#### What the task asks:
Every line of the entries below that includes "SoquetT" belongs in the answer, copied as written.

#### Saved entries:
┏━━

PR #564, opened 2023-12-06
Factor out generic bloqs for testing

mpharrigan:
There's been a bunch of ad hoc bloqs in various `*_test.py` files. This PR tries to consolodate some of that into `qualtran.bloqs.for_testing`. Whereas other bloqs in the standard library can and will evolve and have their features change -- theses should be used to test qualtran infra and protocols where a unit test wants to make sure things work on a minimal, generic, unchanging bloq.

This includes one- and two- bit atomic (leaf/non-decomposable) bloqs; two bloqs with decompositions in serial and parallel configuration; and the many-register ("complicatedbloq") from the block encoding tests. 

This PR changes the tests and notebooks to use these centralized generic bloqs.

When a specific bloq property is required for a unit test, we leave those bloqs as defined inside the `_test.py` file. Rule of thumb: if you want to use it in two different test modules consider factoring out.

### DIFF
--- a/qualtran/bloqs/util_bloqs_test.py
+++ b/qualtran/bloqs/util_bloqs_test.py
@@ -21,9 +21,9 @@ import pytest
 from attrs import frozen
 
 from qualtran import Bloq, BloqBuilder, Register, Side, Signature, Soquet, SoquetT
-from qualtran._infra.bloq_test import TestCNOT
 from qualtran._infra.gate_with_registers import get_named_qubits
-from qualtran.bloqs.basic_gates import CNOT, Hadamard, XGate
+from qualtran.bloqs.basic_gates import CNOT, XGate
+from qualtran.bloqs.for_testing import TestMultiRegister
 from qualtran.bloqs.util_bloqs import Allocate, Free, Join, Partition, Split
 from qualtran.simulation.classical_sim import _cbloq_call_classically
 from qualtran.simulation.tensor import bloq_to_dense, cbloq_to_quimb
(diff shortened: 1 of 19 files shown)


qualtran/bloqs/util_bloqs_test.py
```diff
@@ -107,30 +84,39 @@ def build_composite_bloq(self, bb: 'BloqBuilder', test_regs: 'SoquetT') -> Dict[
...
+    bloq = TestPartition(test_bloq=CNOT())
     quregs = get_named_qubits(bloq.signature.lefts())
     op, quregs = bloq.as_cirq_op(cirq.ops.SimpleQubitManager(), **quregs)
     unitary = cirq.unitary(cirq.Circuit(op))
     assert np.allclose(unitary, bloq_to_dense(CNOT()))
-    bloq = TestPartition(test_bloq=ComplicatedBloq())
-    quregs = get_named_qubits(bloq.signature.lefts())
-    op, quregs = bloq.as_cirq_op(cirq.ops.SimpleQubitManager(), **quregs)
-    unitary = cirq.unitary(cirq.Circuit(op))
-    assert np.allclose(unitary, bloq_to_dense(bloq))
```
fdmalone, line 133: Where did the unitary test go?

fdmalone (approved):

qualtran/bloqs/util_bloqs_test.py
mpharrigan: the factored out `TestMultiRegister` uses the testing bloqs which don't have cirq equivalents. The first half of this test does a unitary comparison; I added a diagram check, which should validate the `Partition` behavior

┗━━

#### Exercise result:
 from qualtran import Bloq, BloqBuilder, Register, Side, Signature, Soquet, SoquetT
@@ -107,30 +84,39 @@ def build_composite_bloq(self, bb: 'BloqBuilder', test_regs: 'SoquetT') -> Dict[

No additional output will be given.